Would you class tripple better than amigo ??


----------



## darylbenfield (Jun 29, 2011)

I'd say so, it's lightly cuts, fills and seals so does more than Amigo.


----------



## johnwh (Dec 27, 2011)

Good Evening, car looks very nice.
Tripple was mentioned, can you Tough Coat over it?


----------



## darylbenfield (Jun 29, 2011)

Yep you sure can!


----------



## ChallonaTTer (Dec 28, 2011)

Just tried out the "tripple" on my Suzuki Bandit which is a metallic black and i must say that iam well impressed with the results 8) not had a chance to apply it to the TT yet but will post some pics when i do.


----------



## Templar (Mar 9, 2012)

darylbenfield said:


> Interesting to see some close up pics of this car. Black hole is a pretty good product for 'hiding' a few naughty marks on the car. A wax or sealant should be applied on top to lock Black hole in.
> 
> However, those looking for a quick fix on all paint types that's leagues infront of Black hole is this badboy.
> 
> ...


Gonna give that stuff a try, its not too badly priced either.


----------



## darylbenfield (Jun 29, 2011)

It is good!


----------



## Templar (Mar 9, 2012)

darylbenfield said:


> It is good!


By the way, any protection to it at all or is mainly for gloss and the protect over the top, if not, what would you recommend to work well with it on black paint ?


----------



## J•RED (Feb 10, 2013)

Is this finesse best on black/ dark colours? How about red?


----------



## darylbenfield (Jun 29, 2011)

Templar said:


> darylbenfield said:
> 
> 
> > It is good!
> ...


Yes it does contain some protection elements, however I'd seal it up with Tough Coat - very easy to apply and remove and leaves a slick finish!

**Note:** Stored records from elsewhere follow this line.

PR #654, opened 2015-11-24
Fix error due to missing 'priority' field default

liiight:
Fix error due to missing 'priority' field default

### DIFF
--- a/flexget/plugins/output/pushover.py
+++ b/flexget/plugins/output/pushover.py
@@ -45,7 +45,7 @@ class OutputPushover(object):
             'message': {'type': 'string', 'default': default_message},
             'priority': {'oneOf': [
                 {'type': 'number', 'minimum': -2, 'maximum': 1},
-                {'type': 'string'}]},
+                {'type': 'string'}], 'default': ''},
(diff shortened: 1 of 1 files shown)


gazpachoking:
I think I'd prefer to solve this in the code rather than the schema. 'blank' isn't exactly a default that seems like it should be explicitly set. The schema defaults would be more for a config editor, like what settings would already have values by default.

liiight:
I agree, and i hate setting schema defaults. I much rather set these values via a prepare config method. 
However, I didn't make this plugin, just upgraded it a little. I do however plan to refactor it and add some more missing functionality. 
In the mean time, I think it's worth pushing this as this addresses a crash that my previous pr caused.

gazpachoking:
I mean just change line 69 to `priority = config.get("priority", "")`

liiight:
Yeah, obviously that's the best usage but I chose to remain consistent with the other parameters. 
But whatever, if that's what you want I'll change it.

gazpachoking:
Ahh, I see. You mean the other params are also setting their defaults that way, didn't even look at that. Yeah, I don't care then, it can all be cleaned up later if you want.

liiight:
Yeah, i rather keep consistency for now so the refactor will go smoother.

PR #2803, opened 2021-01-08
Dockerfile transmission-rpc

X-dark:
### Motivation for changes:

Pull correct transmission dependency as a followup to #2791 

### Detailed changes:
- Replaces transmissionrpc by transmission-rpc on pip commands
- Explicitly specify the pulling registry of the base image while we are at it


gazpachoking:
LGTM, thanks!

PR #2856, opened 2021-02-14
Update deps for 2021(mostly)

jimman2003:
### Motivation for changes:
Update deps for 2021, starting with latest guessit without breaking the tests..
### Detailed changes:
Update guessit
### Direct
 - guessit
### Indirect
 - pytz
 - python-dateutils
 - (and more)

```
Need help with test output.. Too long to paste.. Probably a log level error..
```
### TO-DO:
- [x] Deal with test errors


jimman2003:
Any help is appreciated!!

jimman2003:
Found why more tests were failing.. The transition to 3.3...So I just upgraded to 3.2 guessit..

gazpachoking:
Looks good. Not sure if there is a bug in new guessit, or maybe something just changed that doesn't play nice with how we expect things to work. Can be sorted out later though.
Is the one per line comments in requirements.txt just a result of new pip-compile version? If so, let's update the `pip-tools` requirement in `dev-requirements.txt` so that the next person running it doesn't end up switching it back to the single line format.

jimman2003:
Yeah,I was running the latest version.. while we are at it let's update black as well

liiight (approved):

gazpachoking:
Thanks!

PR #2869, opened 2021-03-01
Tvdb NoneType Name Error

soloam:
### Motivation for changes:
Some errors my occur (I detected this because I had this error) if no name is detected in tvdb. The method _update_search_strings will try to make lower() and this will make the system crash

### Detailed changes:
- Add if series and series.name to vaidate is existes before updating the search strings

```
2021-02-27 03:48:21 ERROR    lazy_lookup   AutoExtract>t_AutoExtract_GetFiles Unhandled error in lazy lookup plugin: 'NoneType' object has no attribute 'lower'
  File "/home/downloader/flexget/lib/python3.7/site-packages/flexget/utils/lazy_dict.py", line 41, in __getitem__
    callee.func(self.store, *(callee.args or []), **(callee.kwargs or {}))
  File "/home/downloader/flexget/lib/python3.7/site-packages/flexget/components/thetvdb/thetvdb_lookup.py", line 122, in lazy_series_lookup
    return self.series_lookup(entry, language, self.series_map)
  File "/home/downloader/flexget/lib/python3.7/site-packages/flexget/utils/database.py", line 30, in wrapper
    return func(*args, **kwargs)
  File "/home/downloader/flexget/lib/python3.7/site-packages/flexget/components/thetvdb/thetvdb_lookup.py", line 111, in series_lookup
    session=session,
  File "/home/downloader/flexget/lib/python3.7/site-packages/flexget/utils/database.py", line 27, in wrapper
    return func(*args, **kwargs)
  File "/home/downloader/flexget/lib/python3.7/site-packages/flexget/components/thetvdb/api_tvdb.py", line 577, in lookup_series
    _update_search_strings(series, session, search=name)
  File "/home/downloader/flexget/lib/python3.7/site-packages/flexget/components/thetvdb/api_tvdb.py", line 520, in _update_search_strings
    add = [series.name.lower()] + aliases + searches
AttributeError: 'NoneType' object has no attribute 'lower'

```

### DIFF
--- a/flexget/components/thetvdb/api_tvdb.py
+++ b/flexget/components/thetvdb/api_tvdb.py
@@ -574,7 +574,8 @@ def lookup_series(name=None, tvdb_id=None, only_cached=False, session=None, lang
             try:
                 updated_series = TVDBSeries(series.id, language)
                 series = session.merge(updated_series)
-                _update_search_strings(series, session, search=name)
+                if series and series.name:
+                    _update_search_strings(series, session, search=name)
             except LookupError as e:
                 logger.warning(
                     'Error while updating from tvdb ({}), using cached data.', e.args[0]
--- a/flexget/components/thetvdb/api_tvdb.py
+++ b/flexget/components/thetvdb/api_tvdb.py
@@ -205,6 +205,11 @@ class TVDBSeries(Base):
         self._banner = series['banner']
         self._genres = [TVDBGenre(id=name) for name in series['genre']] if series['genre'] else []
 
+        if not self.name:
+            raise LookupError(
+                f'Not possible to get name to series with id {self.id} in language \'{self.language}\''
+            )
+
         if self.first_aired is None:
             logger.debug(
                 'Falling back to getting first episode aired date for series {}', self.name


liiight:
I'm not sure this is the correct approach to handle this. We need to figure out why `series.name` was `None` in the first place, that's the root cause.

soloam:
I agree! But since this can happen, doing tolower without curling eventual none, can give errors! I'll try to get the reason why the name is not filled

soloam:
Ok, I found the root cause! The series that I'm Looking for that triggered me this error https://thetvdb.com/series/esperanca does not return a name in "en" only in "pt" when flexget looks for the series in "en" (the default) it does not return a name, then lower will return a error! From what I see this should not crash, it should handle the error!

_update_search_strings will try to add the name in lowercase. We could, or do my check, or do somting like

 
```python
    name = [series.name] if series.name else []
    add = name + aliases + searches
```
in
https://github.com/Flexget/Flexget/blob/bd823d6ad4cd75147b115554247fe70f74232e41/flexget/components/thetvdb/api_tvdb.py#L516-L529

soloam:
Ok @liiight , I found the root cause! The series that I'm Looking for that triggered me this error https://thetvdb.com/series/esperanca does not return a name in "en" only in "pt" when flexget looks for the series in "en" (the default) it does not return a name, then lower will return a error! From what I see this should not crash, it should handle the error!

_update_search_strings will try to add the name in lowercase. We could, or do my check, or do somting like

 
```python
    name = [series.name] if series.name else []
    add = name + aliases + searches
```
in
https://github.com/Flexget/Flexget/blob/bd823d6ad4cd75147b115554247fe70f74232e41/flexget/components/thetvdb/api_tvdb.py#L516-L529

soloam:
Probably the second is more secure

liiight:
If the search doesn't return a series name, that should be the end of the lookup, no need for it to proceed or to protect the other functions IMO.

soloam:
@liiight I'll wait for your input and change if needed

paranoidi:
IMO, this is not the way, we should be able to trust that series parser has a name that is a string. I'd recommend modifying series parser so that it throws an exception if name is tried to be set to anything but string. That way you will found out where it is being set incorrectly instead of trying to plug holes everywhere.

soloam:
@paranoidi This bug is contained in the TVDB Api! The problem is that it retrieves the show and there is no name in it, then tries to create the search strings setting the name to lower case! That makes the crash! The series parser never takes part on this!

I can make the check the second it retrieves the show from TVDB, and there raise the error to stop.

soloam:
He is returning the show from the ID, and to that shows, the name is not filled!

paranoidi:
@soloam ah, I see, sorry for causing confusion :)

soloam:
No problem @paranoidi . I'm still tracking this! I've actually implemented this changes in my flexget and it's working ok!

gazpachoking:
Do you have a tvdb id example that comes back with a `None` series name? I'm thinking we'd raise a LookupError hereabouts https://github.com/Flexget/Flexget/blob/db02ee1e2778fdec5929d4ea26ddcc43b4a245cb/flexget/components/thetvdb/api_tvdb.py#L189 if there was no seriesname, but I'd be curious what sort of result we are getting from tvdb before we actually implement any fix.

soloam:
I had this one that was giving me this error in the first place

https://www.thetvdb.com/series/esperanca

But from what I can see now it haves the name in english!

The main problem, from what I've seen is that the serie didn't had the name in english, and when we tried to create the search strings it would crash because it was doing the lowercase of none!

soloam:
> Do you have a tvdb id example that comes back with a `None` series name? I'm thinking we'd raise a LookupError hereabouts https://github.com/Flexget/Flexget/blob/db02ee1e2778fdec5929d4ea26ddcc43b4a245cb/flexget/components/thetvdb/api_tvdb.py#L189 if there was no seriesname, but I'd be curious what sort of result we are getting from tvdb before we actually implement any fix.

I had this one that was giving me this error in the first place

https://www.thetvdb.com/series/esperanca

But from what I can see now it haves the name in english!

The main problem, from what I've seen is that the serie didn't had the name in english, and when we tried to create the search strings it would crash because it was doing the lowercase of none!

gazpachoking:
Ahh. I guess maybe if we request a language that the series doesn't have a translation for that's when it ends up happening then? I'm guessing we should just consider it a failed lookup in this case, but I'm far from an expert on the best ways to handle translation stuff.

soloam:
> Ahh. I guess maybe if we request a language that the series doesn't have a translation for that's when it ends up happening then? I'm guessing we should just consider it a failed lookup in this case, but I'm far from an expert on the best ways to handle translation stuff.

English is the defaul request language to the API in flexget! This only happens because I already had pulled the thetvdv_id from other plugin, so we went to the API directly with the Id, and when retrieving the name it was empty (None), resulting in the problems described!

I think this should be handled, to avoid crashes like this one, probably in a different way, or this way plus something else! Probably if the name is empty raise the Lookup error.

gazpachoking:
I'm thinking raising a lookuperror in this function if name is None is probably a nicer way.
https://github.com/Flexget/Flexget/blob/db02ee1e2778fdec5929d4ea26ddcc43b4a245cb/flexget/components/thetvdb/api_tvdb.py#L177

soloam:
> I'm thinking raising a lookuperror in this function if name is None is probably a nicer way.
> https://github.com/Flexget/Flexget/blob/db02ee1e2778fdec5929d4ea26ddcc43b4a245cb/flexget/components/thetvdb/api_tvdb.py#L177

I'll look into it

soloam:
Done @gazpachoking

PR #2874, opened 2021-03-04
Formatted plugins with new black

jimman2003:
### Motivation for changes:
Better readability on docstrings
### Detailed changes:
- Just ran black on plugins folder
### Addressed issues:
- Inconsistant docstrings in plugins


paranoidi:
Thanks!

http://shop.autofinesse.co.uk/car-wax/tough-coat-250ml


----------



## darylbenfield (Jun 29, 2011)

J•RED said:


> Is this finesse best on black/ dark colours? How about red?


Red would be fine.

Check this out for an example.

http://forums.vwvortex.com/showthread.p ... All-In-One


----------



## darylbenfield (Jun 29, 2011)

Sorry for the thread hijack Ian! :roll:


----------



## NotFromSomerset (Nov 11, 2012)

looks mint mate! blackhole is excellent stuff use it year round inbetween corrections. might have to try that tipple stuff looks fantastic and for 8 quid deffo worth a punt. Do you just use it with a light cutting pad ?


----------



## Templar (Mar 9, 2012)

darylbenfield said:


> Templar said:
> 
> 
> > darylbenfield said:
> ...


Thanks for that


----------



## darylbenfield (Jun 29, 2011)

No probs!


----------



## ian222 (May 4, 2007)

darylbenfield said:


> Sorry for the thread hijack Ian! :roll:


Its ok, doesn't matter to me mate. O I think those hologram things I was talking to you about have gone since putting blackhole on. Cant see them in the sunlight anymore only on the side skirts which I didnt do


----------



## darylbenfield (Jun 29, 2011)

Cool Ian, the blackhole is doing its job they are still underneath its just the product filling them in.


----------



## darylbenfield (Jun 29, 2011)

NotFromSomerset said:



> looks mint mate! blackhole is excellent stuff use it year round inbetween corrections. might have to try that tipple stuff looks fantastic and for 8 quid deffo worth a punt. Do you just use it with a light cutting pad ?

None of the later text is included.